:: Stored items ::
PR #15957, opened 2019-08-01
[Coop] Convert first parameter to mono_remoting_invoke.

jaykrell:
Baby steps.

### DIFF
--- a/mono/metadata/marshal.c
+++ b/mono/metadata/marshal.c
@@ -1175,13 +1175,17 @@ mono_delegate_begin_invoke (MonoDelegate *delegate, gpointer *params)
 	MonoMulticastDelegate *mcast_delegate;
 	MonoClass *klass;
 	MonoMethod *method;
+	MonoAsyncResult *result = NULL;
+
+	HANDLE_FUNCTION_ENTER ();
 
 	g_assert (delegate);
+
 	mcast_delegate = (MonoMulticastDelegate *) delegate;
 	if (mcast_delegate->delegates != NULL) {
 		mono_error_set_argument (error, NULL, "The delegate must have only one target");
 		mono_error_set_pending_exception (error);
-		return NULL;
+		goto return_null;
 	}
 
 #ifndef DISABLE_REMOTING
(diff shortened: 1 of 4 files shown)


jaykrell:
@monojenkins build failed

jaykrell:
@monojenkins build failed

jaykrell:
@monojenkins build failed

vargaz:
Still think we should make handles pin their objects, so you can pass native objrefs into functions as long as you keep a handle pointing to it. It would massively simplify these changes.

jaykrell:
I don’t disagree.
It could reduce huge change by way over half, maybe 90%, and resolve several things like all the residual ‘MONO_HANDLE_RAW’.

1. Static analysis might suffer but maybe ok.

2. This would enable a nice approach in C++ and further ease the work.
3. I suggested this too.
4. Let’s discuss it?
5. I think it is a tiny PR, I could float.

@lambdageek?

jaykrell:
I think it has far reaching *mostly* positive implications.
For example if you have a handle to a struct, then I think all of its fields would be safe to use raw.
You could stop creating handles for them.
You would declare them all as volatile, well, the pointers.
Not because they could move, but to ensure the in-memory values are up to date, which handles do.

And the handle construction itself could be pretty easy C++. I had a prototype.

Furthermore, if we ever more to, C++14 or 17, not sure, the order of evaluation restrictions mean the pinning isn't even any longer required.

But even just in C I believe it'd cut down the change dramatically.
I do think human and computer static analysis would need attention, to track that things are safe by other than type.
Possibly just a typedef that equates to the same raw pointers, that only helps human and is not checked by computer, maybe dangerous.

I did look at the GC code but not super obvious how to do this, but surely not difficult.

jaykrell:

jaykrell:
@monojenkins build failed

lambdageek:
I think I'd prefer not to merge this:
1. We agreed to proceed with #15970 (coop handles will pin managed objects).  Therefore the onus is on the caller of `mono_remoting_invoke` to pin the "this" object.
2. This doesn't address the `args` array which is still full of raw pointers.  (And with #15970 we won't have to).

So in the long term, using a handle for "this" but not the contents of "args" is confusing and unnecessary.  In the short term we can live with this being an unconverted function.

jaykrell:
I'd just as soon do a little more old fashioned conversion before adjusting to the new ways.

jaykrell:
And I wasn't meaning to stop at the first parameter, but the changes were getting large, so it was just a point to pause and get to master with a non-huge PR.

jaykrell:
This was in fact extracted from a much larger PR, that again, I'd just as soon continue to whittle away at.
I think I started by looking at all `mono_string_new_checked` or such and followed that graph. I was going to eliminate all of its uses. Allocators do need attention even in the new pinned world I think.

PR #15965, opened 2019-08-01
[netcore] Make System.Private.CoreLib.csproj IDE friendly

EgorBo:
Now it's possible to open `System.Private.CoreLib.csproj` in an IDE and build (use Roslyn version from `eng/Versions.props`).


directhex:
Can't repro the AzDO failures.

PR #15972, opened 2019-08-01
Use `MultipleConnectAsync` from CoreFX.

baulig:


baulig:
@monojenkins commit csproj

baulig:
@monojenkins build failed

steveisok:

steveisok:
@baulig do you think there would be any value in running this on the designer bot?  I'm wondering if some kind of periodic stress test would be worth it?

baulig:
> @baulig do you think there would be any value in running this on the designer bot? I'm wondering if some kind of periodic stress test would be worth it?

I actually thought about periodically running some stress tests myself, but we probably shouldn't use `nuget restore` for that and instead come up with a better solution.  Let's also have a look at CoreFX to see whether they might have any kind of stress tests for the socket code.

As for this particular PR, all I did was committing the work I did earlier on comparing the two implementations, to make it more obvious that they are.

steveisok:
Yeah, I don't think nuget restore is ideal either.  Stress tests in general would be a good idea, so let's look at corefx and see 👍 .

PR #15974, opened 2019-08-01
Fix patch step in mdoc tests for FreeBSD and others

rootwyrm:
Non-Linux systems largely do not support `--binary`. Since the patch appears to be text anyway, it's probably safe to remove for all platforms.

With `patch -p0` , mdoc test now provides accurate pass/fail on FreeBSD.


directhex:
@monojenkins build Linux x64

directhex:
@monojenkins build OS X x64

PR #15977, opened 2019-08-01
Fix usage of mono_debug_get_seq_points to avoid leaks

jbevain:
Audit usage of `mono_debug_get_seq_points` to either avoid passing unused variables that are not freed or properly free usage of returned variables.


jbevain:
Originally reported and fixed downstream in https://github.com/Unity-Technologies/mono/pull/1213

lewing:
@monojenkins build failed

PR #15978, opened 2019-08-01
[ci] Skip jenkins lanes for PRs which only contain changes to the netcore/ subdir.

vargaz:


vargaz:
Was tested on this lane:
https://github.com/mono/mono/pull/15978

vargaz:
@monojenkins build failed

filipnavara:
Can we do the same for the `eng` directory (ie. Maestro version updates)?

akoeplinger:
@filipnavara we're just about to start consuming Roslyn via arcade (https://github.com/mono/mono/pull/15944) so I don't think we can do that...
--
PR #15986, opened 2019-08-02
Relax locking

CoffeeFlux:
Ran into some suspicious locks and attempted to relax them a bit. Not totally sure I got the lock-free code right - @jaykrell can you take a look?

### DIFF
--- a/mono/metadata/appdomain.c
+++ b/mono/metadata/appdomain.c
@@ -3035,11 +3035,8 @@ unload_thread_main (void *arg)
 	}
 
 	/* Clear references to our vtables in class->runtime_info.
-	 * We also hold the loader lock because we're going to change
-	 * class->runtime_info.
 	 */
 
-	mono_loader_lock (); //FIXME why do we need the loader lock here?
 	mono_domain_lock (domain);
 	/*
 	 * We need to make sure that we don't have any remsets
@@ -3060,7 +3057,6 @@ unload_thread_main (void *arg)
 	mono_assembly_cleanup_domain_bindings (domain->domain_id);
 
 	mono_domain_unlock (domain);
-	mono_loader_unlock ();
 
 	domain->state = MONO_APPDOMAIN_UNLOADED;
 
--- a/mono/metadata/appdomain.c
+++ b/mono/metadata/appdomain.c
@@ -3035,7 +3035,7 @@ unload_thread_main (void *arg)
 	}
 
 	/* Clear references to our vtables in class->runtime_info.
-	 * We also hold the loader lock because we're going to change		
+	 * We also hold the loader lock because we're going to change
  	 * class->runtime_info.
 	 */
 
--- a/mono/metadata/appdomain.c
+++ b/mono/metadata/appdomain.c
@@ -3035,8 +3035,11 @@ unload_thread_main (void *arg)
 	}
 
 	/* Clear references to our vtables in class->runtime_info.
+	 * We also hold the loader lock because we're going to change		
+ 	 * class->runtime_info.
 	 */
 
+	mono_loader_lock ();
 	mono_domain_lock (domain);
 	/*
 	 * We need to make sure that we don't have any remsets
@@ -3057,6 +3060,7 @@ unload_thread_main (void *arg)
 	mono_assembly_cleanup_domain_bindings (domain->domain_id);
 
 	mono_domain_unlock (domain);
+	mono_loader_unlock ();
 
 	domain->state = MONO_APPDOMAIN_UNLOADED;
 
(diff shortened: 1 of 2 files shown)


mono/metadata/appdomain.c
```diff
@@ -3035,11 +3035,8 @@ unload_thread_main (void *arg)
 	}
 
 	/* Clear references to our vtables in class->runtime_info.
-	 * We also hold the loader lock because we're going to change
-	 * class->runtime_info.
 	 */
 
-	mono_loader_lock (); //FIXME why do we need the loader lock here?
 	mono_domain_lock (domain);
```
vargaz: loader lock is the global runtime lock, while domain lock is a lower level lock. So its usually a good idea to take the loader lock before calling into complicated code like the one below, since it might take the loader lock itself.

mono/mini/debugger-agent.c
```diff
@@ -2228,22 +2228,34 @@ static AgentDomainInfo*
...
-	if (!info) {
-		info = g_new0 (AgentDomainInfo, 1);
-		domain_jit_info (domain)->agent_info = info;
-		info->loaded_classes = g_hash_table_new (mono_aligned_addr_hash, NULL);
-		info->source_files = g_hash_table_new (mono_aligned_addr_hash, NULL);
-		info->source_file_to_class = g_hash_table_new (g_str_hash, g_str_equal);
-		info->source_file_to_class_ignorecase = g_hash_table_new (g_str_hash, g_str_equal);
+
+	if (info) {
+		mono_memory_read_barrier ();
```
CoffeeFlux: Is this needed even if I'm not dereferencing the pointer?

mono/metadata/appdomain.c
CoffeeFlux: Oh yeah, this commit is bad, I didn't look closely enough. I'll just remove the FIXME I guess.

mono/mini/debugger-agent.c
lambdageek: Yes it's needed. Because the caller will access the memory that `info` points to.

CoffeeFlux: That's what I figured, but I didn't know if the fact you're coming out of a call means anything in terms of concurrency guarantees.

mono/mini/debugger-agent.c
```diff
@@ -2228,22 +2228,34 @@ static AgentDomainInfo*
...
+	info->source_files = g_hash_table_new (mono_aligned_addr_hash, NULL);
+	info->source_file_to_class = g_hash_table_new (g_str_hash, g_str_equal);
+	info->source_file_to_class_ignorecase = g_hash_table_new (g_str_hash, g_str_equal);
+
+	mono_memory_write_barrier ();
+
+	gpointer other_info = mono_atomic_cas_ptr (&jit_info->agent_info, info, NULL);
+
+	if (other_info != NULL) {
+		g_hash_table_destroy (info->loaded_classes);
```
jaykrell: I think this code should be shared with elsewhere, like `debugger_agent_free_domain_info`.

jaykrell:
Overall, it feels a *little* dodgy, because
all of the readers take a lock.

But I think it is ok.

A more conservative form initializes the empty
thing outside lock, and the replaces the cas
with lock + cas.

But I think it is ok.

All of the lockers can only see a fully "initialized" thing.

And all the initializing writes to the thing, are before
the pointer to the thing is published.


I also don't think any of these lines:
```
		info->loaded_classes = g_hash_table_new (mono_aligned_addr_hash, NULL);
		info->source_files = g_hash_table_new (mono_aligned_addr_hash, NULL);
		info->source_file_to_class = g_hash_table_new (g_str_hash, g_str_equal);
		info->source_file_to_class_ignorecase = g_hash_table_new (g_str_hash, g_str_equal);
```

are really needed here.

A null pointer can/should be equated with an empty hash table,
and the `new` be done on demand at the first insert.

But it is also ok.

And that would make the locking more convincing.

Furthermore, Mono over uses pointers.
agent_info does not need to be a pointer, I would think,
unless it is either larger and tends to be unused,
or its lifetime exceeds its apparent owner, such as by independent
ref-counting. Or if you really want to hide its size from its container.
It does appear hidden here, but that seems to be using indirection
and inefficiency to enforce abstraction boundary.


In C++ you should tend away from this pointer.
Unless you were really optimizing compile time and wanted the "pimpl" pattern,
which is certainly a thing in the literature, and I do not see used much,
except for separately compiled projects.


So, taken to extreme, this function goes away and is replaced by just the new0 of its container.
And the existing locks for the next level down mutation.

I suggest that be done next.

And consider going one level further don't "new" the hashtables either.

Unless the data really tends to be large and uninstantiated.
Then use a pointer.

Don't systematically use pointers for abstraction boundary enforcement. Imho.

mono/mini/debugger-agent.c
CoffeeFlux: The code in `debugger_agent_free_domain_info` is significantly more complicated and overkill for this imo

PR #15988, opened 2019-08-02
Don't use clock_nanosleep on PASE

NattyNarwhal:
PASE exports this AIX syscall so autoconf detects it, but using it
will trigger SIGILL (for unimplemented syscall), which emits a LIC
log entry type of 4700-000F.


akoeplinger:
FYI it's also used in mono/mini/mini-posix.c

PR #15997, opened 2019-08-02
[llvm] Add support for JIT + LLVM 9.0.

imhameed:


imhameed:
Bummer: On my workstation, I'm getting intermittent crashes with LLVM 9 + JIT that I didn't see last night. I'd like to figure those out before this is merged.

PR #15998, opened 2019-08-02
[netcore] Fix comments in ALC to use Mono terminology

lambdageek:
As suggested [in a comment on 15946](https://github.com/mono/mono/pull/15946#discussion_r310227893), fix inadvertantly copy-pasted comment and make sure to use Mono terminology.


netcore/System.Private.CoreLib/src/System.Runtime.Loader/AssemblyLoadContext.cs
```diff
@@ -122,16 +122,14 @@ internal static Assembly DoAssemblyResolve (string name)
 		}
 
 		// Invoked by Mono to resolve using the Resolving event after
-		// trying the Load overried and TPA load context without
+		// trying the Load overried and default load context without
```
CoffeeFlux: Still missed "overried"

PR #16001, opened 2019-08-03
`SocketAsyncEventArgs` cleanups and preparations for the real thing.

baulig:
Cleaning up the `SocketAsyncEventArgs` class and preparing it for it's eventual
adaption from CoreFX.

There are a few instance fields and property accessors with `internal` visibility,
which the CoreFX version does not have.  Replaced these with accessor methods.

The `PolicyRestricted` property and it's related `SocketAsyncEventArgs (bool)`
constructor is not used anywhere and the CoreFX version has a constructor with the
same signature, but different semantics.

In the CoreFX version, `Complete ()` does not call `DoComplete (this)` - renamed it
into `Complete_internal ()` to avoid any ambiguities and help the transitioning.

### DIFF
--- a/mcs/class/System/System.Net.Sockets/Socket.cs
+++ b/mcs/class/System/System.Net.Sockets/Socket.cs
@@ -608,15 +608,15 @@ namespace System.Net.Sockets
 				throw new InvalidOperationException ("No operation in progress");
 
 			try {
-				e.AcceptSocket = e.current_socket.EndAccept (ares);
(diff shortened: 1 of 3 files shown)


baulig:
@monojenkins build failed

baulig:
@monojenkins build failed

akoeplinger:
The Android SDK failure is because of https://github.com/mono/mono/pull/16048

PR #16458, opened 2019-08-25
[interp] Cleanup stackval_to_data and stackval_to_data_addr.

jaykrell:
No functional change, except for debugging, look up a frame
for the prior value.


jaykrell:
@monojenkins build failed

:: Task requirements ::
Say how many lines above contain the string "these", writing only the number.

:: Response below ::
3